Now that we have all these syscall wrappers, it's time to write a program to test a few of them.

#include "libsysc.h"

asm(".global _start\n\t"
    "_start:\n\t"
    "mov (%rsp), %edi\n\t"
    "leaq 8(%rsp), %rsi\n\t"
    "call main\n\t"
    "mov $0, %edi\n\t"
    "call libsysc_exit_group\n\t"
    "syscall");

int main(int argc, char *argv[]) {
  char buf[4];
  if (argc > 0)           // lol
    write(1, argv[0], 7); // ./a.out

  write(1, "\nName: ", 7);
  read(0, buf, 4);
  write(1, "hello ", 6);
  write(1, buf, 4);
  write(1, "!\n", 2);
}

That asm block at the beginning is some initialization code I stole from StackOverflow to replace the stdlib's built-in _start function that calls main. Roughly speaking, argc and argv is handed to the program on the stack, which we have to cram into the registers that main expects them in.

Now it's time to compile and run.

$ gcc -nostdlib -fno-stack-protector x.c 2>/dev/null && echo 'andrew' | ./a.out
./a.out
Name: hello andr!

🙂

future work

I've learnt that programming without the standard library is painful ⁶. Later in the semester, we will build our own minimal vaguely POSIX-compliant libc atop of our syscall wrappers. Watch this space!

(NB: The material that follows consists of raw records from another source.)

PR #1571, opened 2026-08-15
Type boundary sequence certificates

kaoru0822-kitauji:
## Summary
- encode bounded-variation checkpoint rationals as numerator/denominator objects and its sequence/variation formulas as exponent and affine structures
- encode ratio-test boundary terms and identities as rational-function coefficient arrays and all checkpoint bounds as rational objects
- parse typed semantics before replaying convergence/divergence predicates and scalar reward
- preserve acceptance of equivalent unreduced rational representations

Updates include contracts, generated schemas, gold submissions, instructions, verifier checksums, and focused tests.

## Validation
- selected-task Harbor contract check for both tasks
- focused host validation (15 passed)
- focused Ruff check
- Harbor planner selects exactly two host tests and two Oracles

### DIFF
--- a/benchmarks/datasets/mathematical-benchmarks-v1/bounded-variation-uniform-limit/environment/submission_schema.json
+++ b/benchmarks/datasets/mathematical-benchmarks-v1/bounded-variation-uniform-limit/environment/submission_schema.json
@@ -1,4 +1,23 @@
 {
+  "$defs": {
+    "rational": {
+      "additionalProperties": false,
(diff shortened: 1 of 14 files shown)


morluto:
Superseded by #1575 because this contributor-fork branch is no longer updateable from the maintainer checkout. #1575 preserves and credits @kaoru0822-kitauji’s original implementation, carries it onto current `main`, and fixes the stale verifier-checksum CI failure.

... which was the plan, until I didn't finish the syscall layer in time.

On Linux anyways.

syscall6, the wrapper for syscalls with 6 arguments, has 7 arguments in total due to the no argument.

⁴

You can read all about it by running man man.

⁵

mklibsysc only generates wrappers for syscalls specified in the input, which is why there are only 5 in the list.

⁶

To be honest though, it's not that big of a downgrade when compared to libc.